HTML5以外のHTMLのバージョンでも使用できる。
JSON-LD構造化データの実装方法
JSON-LD構造化データの詳細な記述方法はデータの種類により異なるが、どれもHTML内にscriptとして挿入する。
上で例を挙げた「動画」の場合は、下記ようのにVideoObject構造化データを記述し、HTMLのhead内に挿入する。

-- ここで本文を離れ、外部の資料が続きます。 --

PR #265, opened 2026-07-15
feat(exec, worksession): add --wait-approval custom timeout flag

### LINKED ISSUE #254: enhance(approval): make approval wait timeouts configurable via --timeout
## Background

Both approval wait loops use hardcoded timeouts:

- `exec --wait` gives up after 3 minutes (`approvalWaitTimeout`, `cmd/exec/run.go:26`), polling every 5 seconds.
- `work-session create --wait` gives up after 5 minutes (`pollMaxAttempts=30` × `pollInterval=10s`, `cmd/worksession/worksession_create.go:21-22`).

A human reviewer routinely takes longer than 3–5 minutes to approve. When the window elapses, the CLI falls back to the same pending message as if `--wait` had never been passed, and the caller has to re-invoke the identical wait loop. There is no flag to change this; the only comparable knob in the codebase is the `ALPACON_EXEC_TIMEOUT` env var, which covers command execution, not approval waits.

## Proposal

- Add a `--timeout <duration>` flag (e.g. `30m`) to `exec` and `work-session create`, effective only with `--wait`; reject it without `--wait` as a usage error.
- Keep the current values as defaults so existing behavior is unchanged.
- On timeout, keep the existing fallback (pending message + exit 4).

## Scope

- `cmd/exec/exec.go`, `cmd/exec/parse.go`, `cmd/exec/run.go`
- `cmd/worksession/worksession_create.go`
- README `--wait` mentions and the exit-code 4 row

jisung-02:
## Background

Both `alpacon exec` and `alpacon work-session create` already accept a boolean `--wait` flag that blocks while a sudo command or work session awaits human approval in the Alpacon console, then exits with code 4 if approval does not arrive in time. The timeout was hard-coded and asymmetric: exec waited 3m, work-session create waited 5m (30 attempts of 10s). Human approval routinely takes longer than that, and there was no way to raise the ceiling — the caller just re-ran the same wait. Internal dogfooding on the CI plus human-in-the-loop flow surfaced the same gap and proposed the `--wait-approval <duration>` spelling.

## Changes

Adds `--wait-approval DURATION` to both commands, alongside the existing `--wait`. `--wait` blocks with the default timeout; `--wait-approval 30m` implies `--wait` and sets a custom timeout parsed with `time.ParseDuration`, which must be positive and has no upper cap. Passing both is allowed and `--wait-approval` wins. Neither flag means no waiting, unchanged from before.

Implementation notes. `cmd/exec` parses flags by hand (`DisableFlagParsing: true`), so the flag is handled in `cmd/exec/parse.go` via the existing `extractFlagValue` path and `RemoteExecArgs.WaitTimeout()` derives the effective timeout; `cmd/worksession` uses pflag, and `resolveWaitTimeout` in `cmd/worksession/worksession_create.go` derives it there. A shared `utils.ParsePositiveDuration` (`utils/utils.go`) is the single duration-flag validator, now used by `--wait-approval` on both commands and by the pre-existing `--expires-in`. work-session create's poll loop switched from attempt-count to deadline-based: the old count-based loop collapsed to a single 0s attempt when the timeout was shorter than one interval (for example `--wait-approval 15s`) and timed out immediately, now guarded by `TestPollForApproval_WaitsFullTimeout`. websh command mode constructs `RemoteExecArgs` without the wait fields, so `--wait-approval` has no effect there and the doc string says so.

## Behavior change

`exec --wait` default timeout changes from 3m to 5m, so it now matches `work-session create`. `--wait` has shipped since exec v1.7.2, so a CI job that assumed a 3m ceiling now receives the same exit 4 two minutes later. No functionality is lost, and `--wait-approval 3m` restores the old timeout explicitly. The original 3m was chosen to mirror the MFA step-up retry ceiling (`maxRetryDuration` in `utils/error_handler.go`), but that is a self-service wait measured in seconds whereas approval is a third-party wait measured in minutes, so the two were never meant to match.

## Fixes found in review

Two correctness bugs surfaced during review and are fixed here. In exec, the resumed approval stream re-armed `StreamApprovedCommand` with the full timeout after the poll loop had already consumed part of the window, so a run could wait up to twice the requested duration; it now anchors a deadline up front and passes the remaining time. In work-session create, `--wait-approval=` (explicit empty) was indistinguishable from an unset flag, so the requested wait was silently dropped; it now threads `cmd.Flags().Changed("wait-approval")` so an explicit empty or blank value is rejected the same way exec's parser rejects it.

## Testing

`go test -race ./...` passes across all packages. `gofmt -l`, `go vet ./...`, and `golangci-lint run ./...` are clean with 0 issues. New table-driven tests `TestResolveWaitTimeout` and `TestWaitTimeout` cover precedence, the unset-vs-explicit-empty distinction, and invalid, zero, and negative durations; new cases in `TestParseRemoteExecArgs` cover the exec parser for the spaced and `=` forms, a missing value, and the `--detach` conflict. The 5m defaults are pinned as literals in `TestWaitTimeout` and `TestResolveWaitTimeout`, so a change to either default breaks a test.

## Follow-up

`parseExpiryFlag`'s tests (`TestParseExpiryFlag_*`) predate the table-driven style used by the new tests and could be converted for consistency. Left as a separate task to keep this PR scoped.

## Checklist

- [ ] Review the exec 3m to 5m default change with anyone relying on the old ceiling
- [x] Tests, gofmt, vet, and golangci-lint pass locally
- [x] `--wait-approval` documented in `README.md` and both commands' help

Closes #254


utils/utils.go
```diff
@@ -594,3 +594,15 @@ func SplitAndTrim(s, sep string) []string {
 	}
 	return result
 }
+
+// ParsePositiveDuration parses a duration flag value, rejecting non-positive ones.
+func ParsePositiveDuration(flagName, raw string) (time.Duration, error) {
+	d, err := time.ParseDuration(raw)
+	if err != nil {
+		return 0, fmt.Errorf("invalid %s value %q: %w", flagName, raw, err)
+	}
```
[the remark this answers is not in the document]
jisung-02: Fixed in 3fee3d7. ParsePositiveDuration now trims surrounding whitespace, so exec and work-session create normalize duration flag values identically.

cmd/worksession/worksession_create.go
```diff
@@ -376,11 +394,14 @@ func buildSudoPolicies(specs []string, reason string) []wsapi.SudoPolicyInline {
...
+// timeout elapses. untilActive=false returns on approved or active; untilActive=true
+// returns only on active (continues polling on approved until the server
+// auto-activates). Deadline-based rather than attempt-count-based so a timeout
+// under one interval (e.g. --wait-approval 15s) still waits the full duration.
+func pollForApproval(ac *client.AlpaconClient, id string, untilActive bool, interval, timeout time.Duration) (*wsapi.WorkSession, error) {
+	deadline := time.Now().Add(timeout)
+	for {
 		s, err := wsapi.GetWorkSession(ac, id)
 		if err != nil {
 			return nil, fmt.Errorf("polling failed: %w", err)
```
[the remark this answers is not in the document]
jisung-02: The poll at the deadline is intentional, not an off-by-one. The loop polls at t=0, interval, 2*interval, ... up to and including t=deadline, and that final poll is the last chance to detect an approval that landed during the closing sub-interval window.

- Returning before that poll would shrink the effective approval-detection window by up to one interval, which works against the flag's whole purpose (detecting approval within the requested duration).
- The only overshoot is the round-trip of that single final GetWorkSession, which is negligible next to a minutes-scale approval wait, and the loop never oversleeps past the deadline (time.Sleep(min(remaining, interval)) caps the last sleep at exactly remaining).

cmd/worksession/worksession_create_test.go
```diff
@@ -21,11 +21,31 @@ func TestPollForApprovalCancelled(t *testing.T) {
...
+		w.Header().Set("Content-Type", "application/json")
+		_, _ = w.Write([]byte(`{"id":"ses-p","status":"pending"}`))
+	}))
+	defer ts.Close()
+
+	ac := &client.AlpaconClient{HTTPClient: ts.Client(), BaseURL: ts.URL}
+	timeout := 30 * time.Millisecond
+	start := time.Now()
+	_, err := pollForApproval(ac, "ses-p", false, 10*time.Millisecond, timeout)
+	elapsed := time.Since(start)
```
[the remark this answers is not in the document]
jisung-02: This test only asserts a lower bound (elapsed >= timeout), so a slow or loaded runner cannot make it flaky.

The current value is appropriate because:
- A slower runner only increases elapsed (extra round-trip + scheduling jitter push it further above 30ms), which still satisfies elapsed >= timeout — the failure direction Copilot describes cannot occur here.
- The lower bound is guaranteed by construction: the loop returns "timed out" only once time.Until(deadline) <= 0, i.e. elapsed >= timeout, and time.Sleep never sleeps less than requested.
- Bumping the timeout would only slow the suite without adding coverage.

cmd/worksession/worksession_create.go
```diff
@@ -219,12 +227,12 @@ so it is recorded and scoped accordingly.`,
 				return
 			}
 		case useDecisionErrorNeedsWait:
-			if !waitApproval {
+			if !shouldWait {
 				utils.CliUsageErrorEnvelopeWithExit(opCreate, "--use requires the session to be active. Pass --wait to wait for approval, or run 'alpacon work-session use %s' after approval.", session.ID)
```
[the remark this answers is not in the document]
jisung-02: Fixed in f5e8c90. The --use usage error now reads "Pass --wait (or --wait-approval <duration> for a longer timeout) to wait for approval, ...".

cmd/exec/parse_test.go
```diff
@@ -434,6 +435,65 @@ func TestParseRemoteExecArgs(t *testing.T) {
...
+				WaitApproval: 10 * time.Minute,
+				Server:       "server",
+				Command:      "ls",
+			},
+		},
+		{
+			name:     "wait-approval missing value",
+			args:     []string{"--wait-approval"},
+			expected: RemoteExecArgs{Err: "flag needs an argument: --wait-approval"},
+		},
```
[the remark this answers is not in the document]
jisung-02: Fixed in f5e8c90. Added a "wait-approval explicit empty value" case to TestParseRemoteExecArgs asserting `--wait-approval=` is rejected, matching work-session create validation.

cmd/exec/run.go
```diff
@@ -169,31 +171,32 @@ func isApprovalDenial(err error) bool {
...
 		return err
 	}
 
 	spinner := utils.NewSpinner("Waiting for approval in the Alpacon console...")
 	spinner.Start()
 
-	timer := time.NewTimer(approvalWaitTimeout)
+	deadline := time.Now().Add(waitTimeout)
+	timer := time.NewTimer(waitTimeout)
 	defer timer.Stop()
```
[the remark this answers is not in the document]
jisung-02: Fixed in f5e8c90. On timeout the loop now emits a warning before returning the denial: "Approval wait timed out after <d>; the command is still pending. Pass --wait-approval <duration> to wait longer." So a user who already waited sees what happened and how to extend the window, rather than only the generic "use --wait" line.

README.md
```diff
@@ -291,7 +291,7 @@ What each refusal code means and what to do next:
...
+| `4`  | Pending human approval—the action is awaiting an out-of-band approve/reject in the Alpacon console (web/Slack), not refused. For `exec`, re-run the command after approval (or pass `--wait` on the original command to block; `--wait-approval <duration>` raises the wait timeout, default 5m); `websh` command mode has no `--wait`, so re-run via `alpacon exec --wait` to block; for `work-session create` the session already exists—after approval attach it with `alpacon work-session use <id>` (or pass `--wait` on the original create to block; `--wait-approval <duration>` raises the wait timeout, default 5m). Under `--output json`, a `{"status":"pending_approval", ...}` object is emitted. Returned by `exec` (and `websh` when running a command) on a `SUDO_APPROVAL_REQUIRED` sudo denial and by `work-session create` when the session lands pending |
```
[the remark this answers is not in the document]
jisung-02: The placeholder is already inside a backtick code span (`--wait-approval <duration>`), and GitHub-flavored Markdown does not parse HTML inside code spans, so `<duration>` renders literally.

The current form is appropriate because:
- The same table cell already uses `alpacon work-session use <id>` in a code span, and it renders fine — the `<placeholder>` pattern is the README prose convention here.
- Switching this one to DURATION would make it inconsistent with the adjacent `<id>`. The uppercase DURATION style is used in the CLI help output (`--wait-approval DURATION`), which this doc prose intentionally does not mirror.

cmd/exec/exec.go
```diff
@@ -54,7 +54,9 @@ Flags:
                                 Use 'alpacon exec logs JOB_ID' to retrieve the result.
   --wait                        When a sudo command needs human approval, block and
                                 re-attempt until a reviewer approves it in the Alpacon
-                                console (web), or the wait times out.
+                                console (web), or the wait times out (default 5m).
+  --wait-approval DURATION      Like --wait with a custom wait timeout (e.g. 30m;
+                                default 5m). Implies --wait.
```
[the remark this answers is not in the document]
jisung-02: Fixed in 8acbbeb. The exit-code 4 paragraph now reads "...or pass --wait to block—--wait-approval DURATION to block with a longer timeout)".

cmd/exec/run.go
```diff
@@ -16,14 +16,15 @@ import (
...
-	approvalWaitTimeout      = 3 * time.Minute
+	// approvalWaitPollInterval and defaultApprovalWaitTimeout bound the --wait poll
+	// for a SUDO_APPROVAL_REQUIRED denial. The interval is slower than the MFA
+	// step-up poll (api/mfa/mfa.go) because each tick re-submits and re-runs the
+	// remote command, and a human approving out of band in the console works on a
+	// seconds-to-minutes timescale, not sub-second. The timeout matches
+	// work-session create's so both approval waits behave alike; it's a default,
+	// not a ceiling—--wait-approval can exceed it uncapped.
+	approvalWaitPollInterval   = 5 * time.Second
+	defaultApprovalWaitTimeout = 5 * time.Minute
```
geunwoonoh: Warning: exec `--wait` default timeout changes 3m → 5m here. `--wait` has shipped since exec v1.7.2, so a CI job assuming a 3m ceiling now receives exit 4 two minutes later. Deliberate and documented (`--wait-approval 3m` restores the old value), but the PR checklist item "Review the exec 3m to 5m default change" is still unchecked — worth confirming with anyone relying on the old ceiling before merge.

cmd/exec/run.go
```diff
@@ -212,7 +217,13 @@ func RunExecWithApprovalWait(ac *client.AlpaconClient, serverName, command, user
 			// mid-wait; honor --wait by resuming the held job instead of exiting.
 			if errors.As(err, &pendingErr) {
 				spinner.Stop()
-				return event.StreamApprovedCommand(ac, pendingErr.CommandID, out, approvalWaitTimeout)
+				// Resume inside the original window: this loop already consumed part
+				// of it, so re-arming with the full timeout would double the wait.
+				remaining := time.Until(deadline)
```
geunwoonoh, line 217: Warning: this is the core correctness fix (anchor the deadline up front, resume with the remaining time so the wait can't stretch toward 2×), but no unit test covers it directly. The work-session side has `TestPollForApproval_WaitsFullTimeout`; the exec path relies on manual reasoning. Mocking the stream/poll makes it hard to test, but flagging it as a regression-safety gap.

cmd/exec/run.go
```diff
@@ -169,40 +171,43 @@ func isApprovalDenial(err error) bool {
...
 	for {
 		select {
 		case <-timer.C:
 			spinner.Stop()
-			// Return the last pending denial so the caller emits the standard
-			// pending-approval signal and exit code.
+			// The caller's generic pending-approval message says "use --wait", which
+			// misleads here since the user already waited; name the timeout and the
+			// flag that extends it before returning the denial.
+			utils.CliWarning("Approval wait timed out after %s; the command is still pending. Pass --wait-approval <duration> to wait longer.", waitTimeout)
```
geunwoonoh: Suggestion: this `CliWarning` names `--wait-approval`, and then the caller's standard pending-approval message (run.go:263) names it again — the user effectively sees the same guidance twice. Intentional reinforcement, but slightly redundant.

cmd/worksession/worksession_create.go
```diff
@@ -18,10 +18,10 @@ import (
 )
 
 const (
-	pollMaxAttempts   = 30
-	pollInterval      = 10 * time.Second
-	waitMsgApproval   = "Waiting for approval..."
-	waitMsgActivation = "Waiting for activation..."
+	pollInterval               = 10 * time.Second
+	defaultApprovalWaitTimeout = 5 * time.Minute // preserves the old 30 × 10s window
```
geunwoonoh: Suggestion: `defaultApprovalWaitTimeout = 5 * time.Minute` is duplicated here and in `cmd/exec/run.go:27`. The PR states the two approval waits are meant to behave alike, but the invariant isn't structurally enforced. A single `utils.DefaultApprovalWaitTimeout` would enforce it. Low priority — the two constants carry different rationales and both are pinned as literals in tests, so drift already breaks a test.

cmd/worksession/worksession_create.go
```diff
@@ -308,6 +313,19 @@ func parseExpiryFlag(expiresIn, expiresAt string) (string, error) {
 	return expiresAt, nil
 }
 
+// resolveWaitTimeout uses waitApprovalSet to separate an unset --wait-approval
+// from an explicitly empty value, which must be rejected rather than silently ignored.
+func resolveWaitTimeout(wait bool, waitApprovalRaw string, waitApprovalSet bool) (time.Duration, error) {
```
geunwoonoh: Suggestion (very minor): the `wait bool` parameter shadows the package-level `var wait`. Behavior is correct and the explicit-parameter design is good for testability — renaming the parameter (e.g. `waitFlag`) would just remove the shadow.

cmd/worksession/worksession_create.go
```diff
@@ -403,16 +424,18 @@ func pollForApproval(ac *client.AlpaconClient, id string, untilActive bool, inte
...
 		waitMsg := waitMsgApproval
 		if s.Status == approvedWorkSessionStatus {
 			waitMsg = waitMsgActivation
 		}
-		utils.CliInfo("%s (attempt %d/%d)", waitMsg, attempt, pollMaxAttempts)
-		if attempt < pollMaxAttempts {
-			time.Sleep(interval)
-		}
+		utils.CliInfo("%s (%s elapsed of %s)", waitMsg, (timeout - remaining).Round(time.Second), timeout)
+		time.Sleep(min(remaining, interval))
```
geunwoonoh: Suggestion (very minor): `time.Sleep(min(remaining, interval))` sleeps 0 when `interval <= 0`, which would busy-loop the poll. Not a real problem — production always passes `pollInterval = 10s` and `interval=0` is only reachable from a test that returns before this line. A small guard would make it more robust.

geunwoonoh (dismissed):
## Review summary

**Stack**: golang
**Changes**: +283 -64 across 11 files

I ran the full local verification before reviewing:

- `go build` ✅  ·  `go vet ./cmd/exec/... ./cmd/worksession/... ./utils/...` ✅  ·  `gofmt -l` clean ✅
- `go test -race ./cmd/exec/... ./cmd/worksession/... ./utils/...` → all three packages `ok` ✅
- No dangling references to the removed `pollMaxAttempts` or the renamed `waitApproval` (bool → string); every caller of the changed signatures (`RunExecWithApprovalWait`, `pollForApproval`, `WaitTimeout()`) is consistent ✅

### Overview

Adds `--wait-approval DURATION` alongside the existing boolean `--wait` on both `exec` and `work-session create`. `--wait-approval` implies `--wait` and sets a custom timeout; when both are passed `--wait-approval` wins. Alongside it: (1) three scattered duration parse/validate blocks are unified into `utils.ParsePositiveDuration`, (2) work-session polling moves from attempt-count to deadline-based (fixing a sub-interval timeout bug), (3) the exec resume path's double-wait bug is fixed, and (4) the exec `--wait` default timeout is unified 3m → 5m.

Overall this is a very polished PR. **No critical issues.**

---

### Warnings (2)

1. **exec `--wait` default 3m → 5m — potentially breaking.** `--wait` has shipped since exec v1.7.2; a CI job assuming a 3m ceiling now receives exit 4 two minutes later. It is deliberate and documented, and `--wait-approval 3m` restores the old value — but the PR checklist item *"Review the exec 3m to 5m default change"* is still unchecked. Not a code defect; flagging it as a **pre-merge confirmation** item.
2. **The core correctness fix (passing `remaining` on resume) has no unit test.** The double-wait fix in `RunExecWithApprovalWait` is logically correct, but no test covers the deadline path directly — the work-session side has `TestPollForApproval_WaitsFullTimeout`, whereas the exec path relies on manual reasoning. Mocking the stream/poll makes it hard to test, but it remains a regression-safety gap.

### Suggestions (4)

1. **`defaultApprovalWaitTimeout` is duplicated across two packages.** The PR states the two waits are meant to match, but the invariant isn't structurally enforced. Extracting a single `utils.DefaultApprovalWaitTimeout` would enforce it. Low priority — the two constants carry different rationales and both are pinned as literals in tests, so drift breaks a test.
2. **`resolveWaitTimeout(wait bool, ...)` shadows the package-level `var wait`.** Behavior is correct; the explicit-parameter design is good for testability, so just renaming the parameter (e.g. `waitFlag`) removes the shadow. Very minor nit.
3. **Duplicate messaging on exec timeout.** The `CliWarning` names `--wait-approval`, then the caller's standard pending-approval message names it again — the user effectively sees the same guidance twice. Intentional reinforcement, but slightly redundant.
4. **Busy-loop when `interval <= 0`.** `time.Sleep(min(remaining, interval))` sleeps 0 when `interval` is 0, hammering the poll. Not a real problem — production always passes `pollInterval = 10s` and `interval=0` is only reachable from a test that returns immediately. A guard would make it more robust.

### Highlights

- **Performance / correctness:** the deadline-based poll fixes a real latent bug (attempt-count collapsed to a single 0s attempt for sub-interval timeouts like `--wait-approval 15s`), guarded by `TestPollForApproval_WaitsFullTimeout`. `min(remaining, interval)` also keeps the final wait from overshooting the deadline.
- **DRY:** three inline parse+positive-check blocks (`--wait-approval` ×2, the pre-existing `--expires-in`) collapse into `utils.ParsePositiveDuration`, with `parseExpiryFlag`'s behavior preserved (existing tests pass).
- **exec double-wait fix:** anchoring the deadline up front and passing the remaining time bounds a wait that could otherwise stretch to nearly 2× the requested window.
- **unset vs explicit-empty:** `cmd.Flags().Changed("wait-approval")` rejects `--wait-approval=` rather than silently dropping it, matching the exec parser. Careful detail.
- **Test coverage:** precedence, unset/empty, invalid/zero/negative, and the `--detach` conflict are all covered with table-driven tests, and the comments explain the *why* well.

---

**Verdict: APPROVE** (with minor, non-blocking comments).

Checklist:
- [x] Follows Go conventions (const→var→type→func ordering, errcheck patterns, lowercase error strings)
- [x] Tests included and passing (verified locally with `-race`)
- [x] No security vulnerabilities (no hardcoded secrets/injection; the uncapped duration is intentional)
- [x] Documentation updated (README + both commands' help)

cmd/exec/run.go
jisung-02: Checked the three IaC repos that could drive hosts via `alpacon exec` (iac-onprem, iac-aws, alpacon-gitops) on origin/main — none pass `--wait` or `--wait-approval`. iac-onprem's `clean-runner-cache.yml` is the only workflow that uses `alpacon exec`, and every invocation is `exec … -- <cmd>` with no wait flag; the `--wait` hits in alpacon-gitops are all `kubectl delete --wait=`, unrelated to the CLI. So no CI relying on the old 3m ceiling exists in these repos. Keeping the default at 5m — `--wait-approval 3m` restores the old value for anyone who needs it.

cmd/exec/run.go
jisung-02: Added direct coverage in 5c96b23. `TestRunExecWithApprovalWait_ResumePassesRemainingNotFull` drives the resume path through new test seams (`runPresenceStepUp` / `streamApprovedCommand`) and asserts the resumed stream receives less than the full timeout — so a regression back to re-arming with the full window fails the test. `TestRunExecWithApprovalWait_TimesOutAfterWindow` covers the deadline path itself (waits the full anchored window, returns the last pending denial when approval never lands).

cmd/exec/run.go
jisung-02: Fixed in 928273b. The timeout `CliWarning` now reports only the timeout ("Approval wait timed out after <d>; the command is still pending."); the caller's pending-approval message keeps the `--wait-approval` guidance, so the flag is named once instead of twice.

cmd/worksession/worksession_create.go
jisung-02: Fixed in 928273b. Extracted `utils.DefaultApprovalWaitTimeout` and removed the duplicated constant from both `cmd/exec` and `cmd/worksession`, so the two approval waits now share one source of truth.

cmd/worksession/worksession_create.go
jisung-02: Fixed in 928273b. Renamed the parameter to `waitFlag`, removing the shadow of the package-level `var wait`.

cmd/worksession/worksession_create.go
jisung-02: Fixed in 928273b. `pollForApproval` now falls back to the remaining time when `interval` is non-positive (remaining > 0 is guaranteed by the deadline check just above), so a zero interval can no longer turn the poll into a busy-loop.

geunwoonoh (approved):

<script type="application/ld+json">
{
"@context": "https://schema.org",
"@type": "VideoObject",
"name": "動画タイトル",
"description": "動画の説明",
"thumbnailUrl": [
"サムネイル画像のパス",
"サムネイル画像のパス",
"サムネイル画像のパス"
],
"uploadDate": "アップロード日時",
"duration": "再生時間",
"contentUrl": "動画ファイルのパス",
"embedUrl": "ページURL",
"interactionStatistic": {
"@type": "InteractionCounter",
"interactionType": { "@type": "http://schema.org/WatchAction" }
},
"regionsAllowed": "地域"
}
</script>
WordPressサイトの場合は、プラグインを使用してJSON-LD構造化データを自動挿入することもできる。
ページに正しい構造化データを追記したうえで、Googleが公開するガイドラインを遵守し、Google がページを適切にインデックス登録できるように設定することで、リッチリザルトとして表示される可能性が高まる。
大前提としてユーザーに評価されるコンテンツが準備出来ている事も必要だ。
2021年のSEO対策
このように、Googleが検索結果の表示形式を日々改善していることから、我々マーケティング担当者も上位表示を目指すSEO対策だけでは十分ではない。
これからは上位表示の露出の拡大と検索意図の正確な分析を行うことで、Googleにもユーザーにも評価される記事の企画と制作がより一層求められて来ている。